Data provided: Begin

PR #1553, opened 2022-01-24
Test RBAC permissions

jerabekjiri:
Issue: [AAH-635](https://issues.redhat.com/browse/AAH-635)

This PR tests the basic user's access with no permissions. Then adds permissions and test the access again with full permissions.

Comments:
- Task permissions - Noticed we are not using tasks permissions anywhere, just checking this is purposeful and wasn't forgotten to implement it
- EE page - in list view, I'm able to edit the container even with no permissions (the `Edit` button is visible in toggled kebab) In the EE detail page this works fine. So I added it to this PR as well.


brumik (commented):
This looks good for me.

For future: 
The tests cases should describe what should happen there, for example:
`it('should not display edit and delete buttons when user does not have permissions')` (note that you can read that what should the tested piece of code do - **it should ...**)

And breaking up the tests to per page basis would make it much more clear which page breaks the tests. This would help debugging test failures much more convenient, instead of going trough the code looking for the specific line that failed in a test. (Also the tests fails at the first failure, so you won't know if it fails on multiple pages, or just one.

jerabekjiri:
- Added newline to `635.misc` file
- Rewritten `it(...)` names
- Split tests into smaller parts and tested it per each permission (page), followed a little unconventional style with two describes per file, hope it's okay? Wanted to keep tests independent and cleaner code.
@brumik followed your advice, wdyt? :)

brumik:
Looks sleek, thanks for taking the time rewording the tests.

If @himdel has no objections I think this is good to merge :+1:

himdel (approved):

src/containers/execution-environment-list/execution_environment_list.tsx
```diff
@@ -330,18 +330,25 @@ class ExecutionEnvironmentList extends React.Component<
 
   private renderTableRow(item, index: number) {
     const description = item.description;
+
+    const canEdit = item.namespace.my_permissions.includes(
```
himdel, line 334: :+1: this looks like a fix that should go in 4.4, adding :)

Data provided: End

Your instructions: Please reproduce exactly the lines above, beginning with the first and ending with the line that contains "- Task permissions", and include nothing outside that range.

Expected answer:
PR #1553, opened 2022-01-24
Test RBAC permissions

jerabekjiri:
Issue: [AAH-635](https://issues.redhat.com/browse/AAH-635)

This PR tests the basic user's access with no permissions. Then adds permissions and test the access again with full permissions.

Comments:
- Task permissions - Noticed we are not using tasks permissions anywhere, just checking this is purposeful and wasn't forgotten to implement it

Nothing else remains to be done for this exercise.